GENPACT LTD (NYSE:G) was identified as a decent value stock by our stock screener. NYSE:G scores well on profitability, solvency and liquidity. At the same time it seems to be priced very reasonably. We'll explore this a bit deeper below.
Valuation Examination for NYSE:G
ChartMill provides a Valuation Rating to every stock, ranging from 0 to 10. This rating assesses various valuation aspects, comparing price to earnings and cash flows, while considering factors like profitability and growth. NYSE:G boasts a 7 out of 10:
- A Price/Earnings ratio of 11.41 indicates a reasonable valuation of G.
- Based on the Price/Earnings ratio, G is valued cheaper than 86.90% of the companies in the same industry.
- G's Price/Earnings ratio indicates a rather cheap valuation when compared to the S&P500 average which is at 26.09.
- G is valuated reasonably with a Price/Forward Earnings ratio of 10.79.
- 88.10% of the companies in the same industry are more expensive than G, based on the Price/Forward Earnings ratio.
- G is valuated cheaply when we compare the Price/Forward Earnings ratio to 21.73, which is the current average of the S&P500 Index.
- G's Enterprise Value to EBITDA ratio is a bit cheaper when compared to the industry. G is cheaper than 78.57% of the companies in the same industry.
- 83.33% of the companies in the same industry are more expensive than G, based on the Price/Free Cash Flow ratio.
- The excellent profitability rating of G may justify a higher PE ratio.
Exploring NYSE:G's Profitability
Discover ChartMill's exclusive Profitability Rating, a proprietary metric that assesses stocks on a scale of 0 to 10. It takes into consideration various profitability ratios and margins, both in absolute terms and relative to industry peers. Notably, NYSE:G has achieved a 8:
- G has a Return On Assets of 13.14%. This is amongst the best in the industry. G outperforms 90.48% of its industry peers.
- G has a Return On Equity of 28.08%. This is amongst the best in the industry. G outperforms 91.67% of its industry peers.
- G has a better Return On Invested Capital (13.61%) than 84.52% of its industry peers.
- The 3 year average ROIC (11.97%) for G is below the current ROIC(13.61%), indicating increased profibility in the last year.
- G has a better Profit Margin (14.10%) than 90.48% of its industry peers.
- G's Profit Margin has improved in the last couple of years.
- G's Operating Margin of 14.00% is fine compared to the rest of the industry. G outperforms 76.19% of its industry peers.
- G's Operating Margin has improved in the last couple of years.

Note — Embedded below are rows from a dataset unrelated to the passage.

PR #60, opened 2023-06-20
External staking locks 2

maurolacy:
#57 follow-up. Implementation of staking locks for the external-staking contract.

TODO:

- [x] Staking commit / rollback.
- [x] Unstake commit / rollback.
- [x] Adjust tests.
- [x] Send IBC packets
- [x] Route IBC ack/timeout to commit / rollback methods.
- [ ] Write tx-specific tests.
- [ ] Use a proper testing mechanism for commit / rollback (IBC messages).


contracts/provider/external-staking/src/msg.rs
```diff
@@ -94,3 +94,11 @@ pub struct UsersResponse {
 pub struct PendingRewards {
     pub amount: Coin,
 }
+
+pub type TxResponse = mesh_sync::Tx;
+pub type AllTxsResponseItem = TxResponse;
```
ethanfrey, line 99: I understand the above type definition, but why this one?

contracts/provider/external-staking/src/multitest.rs
```diff
@@ -132,14 +132,20 @@ fn staking() {
...
     vault
         .vault_api_proxy()
         .commit_tx(last_tx)
         .call(contract.contract_addr.as_str())
         .unwrap();
+    // TODO: Hardcoded external-staking's commit_stake call (lack of IBC support yet).
+    // This should be through `IbcPacketAckMsg`
+    let last_external_staking_tx = get_last_external_staking_pending_tx_id(&contract).unwrap();
+    contract
+        .commit_stake(last_external_staking_tx)
```
ethanfrey, line 146: This should be turned into a Sudo message, so we can use it for testing, but it is not there to be misused by any real user. I see keeping it so we can test most logic without IBC.

(Maybe two sudo messages, one simulates receiving an IBC ack success, other IBC ack error or timeout - and then they call into the same logic as the ibc code, except some basic parsing / formating logic

contracts/provider/vault/src/multitest.rs
```diff
@@ -451,6 +451,8 @@ fn get_last_pending_tx_id(vault: &VaultContractProxy) -> Option<u64> {
     let txs = vault.all_pending_txs_desc(None, None).unwrap().txs;
     txs.first().map(|tx| match tx {
         Tx::InFlightStaking { id, .. } => *id,
+        Tx::InFlightRemoteStaking { id, .. } => *id,
+        Tx::InFlightRemoteUnstaking { id, .. } => *id,
```
ethanfrey, line 455: Nit. I think it is easier to not include the other enum now.
And only add it when you want to implement it, so the compiler shows you all the places that need the updates

(easier than searching for unimplemented!())

packages/sync/src/txs.rs
```diff
@@ -16,8 +16,29 @@ pub enum Tx {
...
+        /// Transaction id
+        id: u64,
+        /// Associated amount
+        amount: Uint128,
+        /// Associated owner
+        user: Addr,
+        /// Remote validator
+        validator: String,
+    },
+    // IBC flight
```
ethanfrey, line 30: Better rustdoc here and above?

packages/sync/src/txs.rs
```diff
@@ -33,6 +54,30 @@ impl std::fmt::Display for Tx {
...
             }
+            Tx::InFlightRemoteStaking {
+                id,
+                amount,
+                user,
+                validator,
+            } => {
+                write!(
+                    f,
+                    "InFlightRemoteStaking {{ id: {}, amount: {}, user: {}, validator: {} }}",
```
ethanfrey, line 65: This is basically the Debug format, right?
I would assume Display to do something more custom. Or just delegate to Debug.

contracts/provider/external-staking/src/contract.rs
```diff
@@ -84,6 +98,122 @@ impl ExternalStakingContract<'_> {
         Ok(Response::new())
     }
 
+    /// Commits a pending stake.
+    /// Must be called by the IBC callback handler on successful remote staking.
+    #[msg(exec)] // TODO: Only enable for tests / use another method (IBC message)
```
ethanfrey, line 103: I propose:

1. pull this logic into it's own (undecorated) method
2. add a SudoMsg variant to call this logic (taking tx_id as arg)
3. IBC ack logic will check error or success and on success call the same method

contracts/provider/external-staking/src/contract.rs
```diff
@@ -84,6 +98,122 @@ impl ExternalStakingContract<'_> {
...
+        // Remove tx
+        self.pending_txs.remove(ctx.deps.storage, tx_id);
+
+        // TODO: Call commit hook on vault
+
+        Ok(Response::new())
+    }
+
+    /// Rollbacks a pending stake.
+    /// Must be called by the IBC callback handler on failed remote staking.
```
ethanfrey, line 164: Same as above comment on commit_stake: using Sudo (for testing) and IBC ack logic wrap one method that does this logic

contracts/provider/external-staking/src/contract.rs
```diff
@@ -84,6 +98,122 @@ impl ExternalStakingContract<'_> {
...
+            _ => unreachable!(),
+        };
+
+        // Load stake
+        let mut stake_lock = self
+            .stakes
+            .load(ctx.deps.storage, (&tx_user, &tx_validator))?;
+
+        // Load distribution
+        let mut distribution_lock = self.distribution.load(ctx.deps.storage, &tx_validator)?;
```
ethanfrey, line 131: Do not lock distribution please.

I described this in [the reward doc](https://github.com/osmosis-labs/mesh-security/blob/main/docs/ibc/Rewards.md#reward-distribution)

> The further question arises about how to count people with in-flight staking (or unstaking) transactions at the time of the epoch reward packet arriving. This is a bit more tricky, as we don't know if they will succeed or not. If we were very strict about [serializability](https://github.com/osmosis-labs/mesh-security/blob/main/docs/ibc/Serializability.md) in this case, we wouldn't allow any reward distribution until all in-flight packets (from all users) and finalized. This is unrealistic, so we can relax this a bit to "read committed", which is close enough as there are no invariants to enforce here, and we already accepted an approximation above.
>
> This means, that we don't update a user's reward shares for any in-flight IBC transaction until we have received a success ack. This is such an edge case on which side of the epoch they fall, and both decisions are equally valid from an economic perspective. However, in order to favor the approach of database consistency, we will use the "read committed" approach, and only count rewards after a successful ACK.

ethanfrey: Locking stake alone will avoid any conflicts (for the same user).
They will miss out of potential rewards but any other approach makes reward distribution unusable

contracts/provider/external-staking/src/contract.rs
```diff
@@ -84,6 +98,122 @@ impl ExternalStakingContract<'_> {
...
+            } => (amount, user, validator),
+            _ => unreachable!(),
+        };
+
+        // Load stake
+        let mut stake_lock = self
+            .stakes
+            .load(ctx.deps.storage, (&tx_user, &tx_validator))?;
+
+        // Load distribution
```
ethanfrey, line 192: Same comment as above about not locking this, just stake

contracts/provider/external-staking/src/contract.rs
```diff
@@ -101,49 +231,171 @@ impl ExternalStakingContract<'_> {
...
 
-        stake.stake -= amount.amount;
+        stake_lock.lock_write()?;
+        self.stakes.save(
+            ctx.deps.storage,
+            (&ctx.info.sender, &validator),
+            &stake_lock,
+        )?;
+
+        let mut distribution_lock = self.distribution.load(ctx.deps.storage, &validator)?;
```
ethanfrey, line 252: Again, no lock here

contracts/provider/external-staking/src/contract.rs
```diff
@@ -101,49 +231,171 @@ impl ExternalStakingContract<'_> {
...
+        // Save tx
+        let new_tx = Tx::InFlightRemoteUnstaking {
+            id: tx_id,
+            amount: amount.amount,
+            user: ctx.info.sender.clone(),
+            validator,
+        };
+        self.pending_txs.save(ctx.deps.storage, tx_id, &new_tx)?;
+
+        // TODO: Remote IBC should happen here.
```
ethanfrey, line 270: Right here, you can trigger an ibc packet.

If we set multi-test up properly, it will totally ignore IBC messages (no action). This means we could use the IBC-enabled format here to send into `/dev/null` and then use the SudoMsg trick to trigger a fake ack. Which means most logic would be covered by current multi-test

contracts/provider/external-staking/src/contract.rs
```diff
@@ -101,49 +231,171 @@ impl ExternalStakingContract<'_> {
...
+
+        // Commit amount (need to unlock it first)
+        stake_lock.unlock_write()?;
+        let stake = stake_lock.write()?;
+        stake.stake -= tx_amount;
+
+        // FIXME? Release period being computed after successful IBC tx
         let release_at = ctx.env.block.time.plus_seconds(config.unbonding_period);
         let unbond = PendingUnbond {
-            amount: amount.amount,
```
ethanfrey, line 120: Good to do all this logic in commit, as it would be very tricky to roll this back.

contracts/provider/external-staking/src/contract.rs
```diff
@@ -84,6 +98,122 @@ impl ExternalStakingContract<'_> {
...
+            .save(ctx.deps.storage, (&tx_user, &tx_validator), &stake_lock)?;
+
+        // Save distribution
+        self.distribution
+            .save(ctx.deps.storage, &tx_validator, &distribution_lock)?;
+
+        // Remove tx
+        self.pending_txs.remove(ctx.deps.storage, tx_id);
+
+        // TODO: Call commit hook on vault
```
ethanfrey, line 158: Yes, I was just going to point this out.
A normal message should work here.

contracts/provider/external-staking/src/contract.rs
```diff
@@ -84,6 +98,122 @@ impl ExternalStakingContract<'_> {
...
+        distribution_lock.unlock_write()?;
+
+        // Save distribution
+        self.distribution
+            .save(ctx.deps.storage, &tx_validator, &distribution_lock)?;
+
+        // Remove tx
+        self.pending_txs.remove(ctx.deps.storage, tx_id);
+
+        // TODO: Call rollback hook on vault
```
ethanfrey, line 212: Key point

ethanfrey (commented):
Looks quite good.

A few missing TODOs I commented on, and some minor code nits.

Main point is removing lock on distribution.
And then exposing these commit/rollback methods as SudoMsg for testing.

If you can fix this up, I can work on the corresponding side for converter (and write the external-staking ack handlers as well if you want... just pull out the logic for an easy call)

contracts/provider/external-staking/src/msg.rs
maurolacy: Agreed. 🙂

contracts/provider/external-staking/src/multitest.rs
maurolacy: Agreed. Will do.

packages/sync/src/txs.rs
maurolacy: Yes, simplifying this to `InFlightRemoteStaking {{ id: {}}}` makes sense.

contracts/provider/external-staking/src/contract.rs
maurolacy: Good catch.

contracts/provider/external-staking/src/contract.rs
```diff
@@ -100,118 +100,134 @@ impl ExternalStakingContract<'_> {
...
-        let stake = stake_lock.write()?;
-        stake.stake += tx_amount;
+    #[msg(exec)]
+    fn test_commit_stake(&self, ctx: ExecCtx, tx_id: u64) -> Result<Response, ContractError> {
+        #[cfg(test)]
+        {
+            // Load tx
+            let tx = self.pending_txs.load(ctx.deps.storage, tx_id)?;
+
+            // TODO: Verify tx comes from the right context
```
maurolacy, line 118: I think this TODO can go now.

contracts/provider/external-staking/src/contract.rs
```diff
@@ -84,6 +106,129 @@ impl ExternalStakingContract<'_> {
...
+                .distribution
+                .may_load(ctx.deps.storage, &tx_validator)?
+                .unwrap_or_default();
+
+            // Commit amount (need to unlock it first)
+            stake_lock.unlock_write()?;
+            let stake = stake_lock.write()?;
+            stake.stake += tx_amount;
+
+            // Commit distribution (need to unlock it first)
```
maurolacy, line 151: Remove outdated comment.

contracts/provider/external-staking/src/contract.rs
```diff
@@ -84,6 +106,129 @@ impl ExternalStakingContract<'_> {
...
+    /// Rollbacks a pending stake.
+    /// Must be called by the IBC callback handler on failed remote staking.
+    #[msg(exec)]
+    fn test_rollback_stake(&self, ctx: ExecCtx, tx_id: u64) -> Result<Response, ContractError> {
+        #[cfg(test)]
+        {
+            // Load tx
+            let tx = self.pending_txs.load(ctx.deps.storage, tx_id)?;
+
+            // TODO: Verify tx comes from the right context
```
maurolacy, line 189: Remove outdated TODO.

contracts/provider/external-staking/src/contract.rs
```diff
@@ -101,51 +246,191 @@ impl ExternalStakingContract<'_> {
...
+            let msg = IbcMsg::SendPacket {
+                channel_id: channel.endpoint.channel_id,
+                data: to_binary(&packet)?,
+                timeout: packet_timeout(&ctx.env),
+            };
+            resp = resp.add_message(msg);
+        }
+
+        // put this later so compiler doens't complain about mut in test mode
+        resp = resp.add_attribute("owner", ctx.info.sender);
```
maurolacy, line 301: Nit: Move all the `add_attribute` calls here.

contracts/provider/external-staking/src/contract.rs
```diff
@@ -84,6 +106,129 @@ impl ExternalStakingContract<'_> {
...
+            let _ = (ctx, tx_id);
+            Err(ContractError::Unauthorized {})
+        }
+    }
+
+    /// Rollbacks a pending stake.
+    /// Must be called by the IBC callback handler on failed remote staking.
+    #[msg(exec)]
+    fn test_rollback_stake(&self, ctx: ExecCtx, tx_id: u64) -> Result<Response, ContractError> {
+        #[cfg(test)]
```
maurolacy, line 184: The pattern in `converter`, in which you call an internal method here for tests and do nothing otherwise is better / clearer. I'll think you'll refactor to that, when connecting with the IBC handlers.

contracts/provider/external-staking/src/contract.rs
```diff
@@ -101,51 +246,191 @@ impl ExternalStakingContract<'_> {
...
+    #[msg(exec)]
+    fn test_commit_unstake(&self, ctx: ExecCtx, tx_id: u64) -> Result<Response, ContractError> {
+        #[cfg(test)]
+        {
+            use crate::state::PendingUnbond;
+
+            // Load tx
+            let tx = self.pending_txs.load(ctx.deps.storage, tx_id)?;
+
+            // TODO: Verify tx comes from the right context
```
maurolacy, line 317: This is outdated.

maurolacy (commented):
Some comments on your recent changes.

contracts/provider/external-staking/src/contract.rs
ethanfrey: Yup, I just refactored to that, working on one step at a time to keep tests passing.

How We Gauge Health for NYSE:G
To gauge a stock's financial health, ChartMill utilizes a Health Rating on a scale of 0 to 10. This comprehensive evaluation encompasses liquidity and solvency, both in absolute terms and in comparison to industry peers. NYSE:G has earned a 6 out of 10:
- G has an Altman-Z score of 3.27. This indicates that G is financially healthy and has little risk of bankruptcy at the moment.

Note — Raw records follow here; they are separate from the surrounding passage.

PR #62, opened 2023-06-20
Implement IBC channel handshake

ethanfrey:
- [x] Add version handshake logic
- [x] Extends documentation on channel handshake protocol 
- [x] Add all ibc entry points as stubs for external-staking and converter
- [x] Implement the 3 channel lifetime calls 
- [ ] Add E2E tests (with Go ibctesting?)


ethanfrey:
This is implemented and documented. We need E2E tests, but I think that is not blocking the merge

packages/apis/src/ibc/version.rs
```diff
@@ -0,0 +1,246 @@
...
+            })
+        } else {
+            Ok(())
+        }
+    }
+
+    pub fn to_string(&self) -> StdResult<String> {
+        let bytes = to_vec(self)?;
+        Ok(String::from_utf8(bytes)?)
+    }
```
maurolacy, line 113: Weird, this works. Will it in all platforms?

docs/ibc/ControlChannel.md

- G has a debt to FCF ratio of 2.93. This is a good value and a sign of high solvency as G would need 2.93 years to pay back of all of its debts.
- With a decent Debt to FCF ratio value of 2.93, G is doing good in the industry, outperforming 65.48% of the companies in the same industry.
- G has a Debt/Equity ratio of 0.37. This is a healthy value indicating a solid balance between debt and equity.
Unpacking NYSE:G's Growth Rating
A key component of ChartMill's stock assessment is the Growth Rating, which spans from 0 to 10. This rating evaluates diverse growth factors, such as EPS and revenue growth, considering both past performance and future projections. NYSE:G has received a 4 out of 10:
- The Earnings Per Share has grown by an nice 8.36% over the past year.
- The Earnings Per Share has been growing by 10.61% on average over the past years. This is quite good.
- The Revenue has been growing by 8.33% on average over the past years. This is quite good.
More Decent Value stocks can be found in our Decent Value screener.
Our latest full fundamental report of G contains the most current fundamental analsysis.
Keep in mind
This is not investing advice! The article highlights some of the observations at the time of writing, but you should always make your own analysis and invest based on your own insights.